# Salt prices in MA



## JohnnyWalker (Jan 28, 2007)

What is everyone paying for bulk salt and where you getting it from?


----------



## bub3020 (Feb 25, 2009)

JohnnyWalker;1669446 said:


> What is everyone paying for bulk salt and where you getting it from?


$75 per. In barre


----------



## Jguck25 (Oct 30, 2009)

66 Per ton in portsmouth nh. A ton is usually slightly more than a yard right?


----------



## magnatrac (Dec 22, 2006)

Jguck25;1669852 said:


> 66 Per ton in portsmouth nh. A ton is usually slightly more than a yard right?

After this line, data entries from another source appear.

Issue #607, opened 2019-03-08
Save dialog broken once a Selenium IDE plugin is registered


zewa666:
## 🐛 Bug Report / Documentation request

When registering a custom plugin, the save button does not anymore open up a Dialog.
I've worked around the issue by listening to the `emit` action and sending a `true` response

```typescript
chrome.runtime.onMessageExternal.addListener((message, sender, sendResponse) => {
  // tslint:disable-next-line:no-console
  console.log("Event from IDE:", message);
  if (message.action === "emit") {
    sendResponse(true);
  }
});
```

## To Reproduce

* Use a minimal Extension sample
* Startup Selenium IDE
* Register with the plugin
* Click on the save 

## Expected behavior

The save dialog should popup without having to respond. Alternatively it'd be nice to have some documentation that tells that this has to be done and about what we're supposed to do here. Is this meant as a check for the plugin to prohibit saving unstable projects?

Moreover the action emit and entity project is barely understandable and might conflict with other calls, so how is the consumer supposed to know the event is about saving the project?

## Environment

OS: MacOS
Selenium IDE Version: 3.5.8  
Browser: Chrome
Browser Version: 72

corevo:
It is a bug with Chrome that I've filed with them [here](https://bugs.chromium.org/p/chromium/issues/detail?id=922373), due to this bug you are required to always answer the `browser.runtime.onExternalMessage` or the Promise won't resolve in the IDE side.  
Once Chrome fixes it you won't have to have this workaround in place.

zewa666:
Where can I update the docs to add the workaround info? It seems the repositories docs aren't in sync with the website.

tourdedave:
You could add it to the FAQ -- https://github.com/SeleniumHQ/selenium-ide/blob/master/docs/introduction/faq.md

PR #614, opened 2019-03-12
feat(plugin): send save instead of emit for save action

zewa666:
related issue  https://github.com/SeleniumHQ/selenium-ide/issues/607

### DIFF
--- a/packages/selenium-ide/src/neo/IO/filesystem.js
+++ b/packages/selenium-ide/src/neo/IO/filesystem.js
@@ -104,7 +104,7 @@ function downloadProject(project) {
 }
 
 function exportProject(project) {
-  return Manager.validatePluginExport(project).then(() => {
+  return Manager.validatePluginExport(project, 'save').then(() => {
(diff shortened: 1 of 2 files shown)


zewa666:
@corevo and @tourdedave as discussed in the related topic, how about we send a specialized emit action type called `save`, so that plugins can handle this case accordingly. Moreover this would simplify the documentation of the workaround needed for the current Chrome issue

corevo:
This is a breaking change for the API, and unless we draft API v2, I don't think we can change it at this point.  
This will probably have to be fixed through documentation instead.

zewa666:
So I've looked through the source and it seems like the combination of `emit` and `project` is used only for the save dialog scenario. Is that right? If so, yeah that can be handled via documentation only. Waiting for your reply then I'll create the docs PR

zewa666:
closing in favour of https://github.com/SeleniumHQ/selenium-ide/pull/617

A yard of salt is usually 2200 lbs. plus or minus a few.


----------



## rpainetfd (Jan 9, 2009)

bub3020,

Do you have contact info for the place in Barre? I heard about it being cheap over that way last year but never found out who had it. Last year I paid something like $95.00 per ton.


----------



## ducaticorse (Oct 16, 2012)

Chelsea is at 90 a ton I believe.


----------



## Schoenberg Salt (Sep 30, 2011)

Are you looking at Truckload quantities (25+tons) or a few yards/tons at a time? This would help narrow down a realistic price for you.


----------



## ducaticorse (Oct 16, 2012)

Schoenberg Salt;1671675 said:


> Are you looking at Truckload quantities (25+tons) or a few yards/tons at a time? This would help narrow down a realistic price for you.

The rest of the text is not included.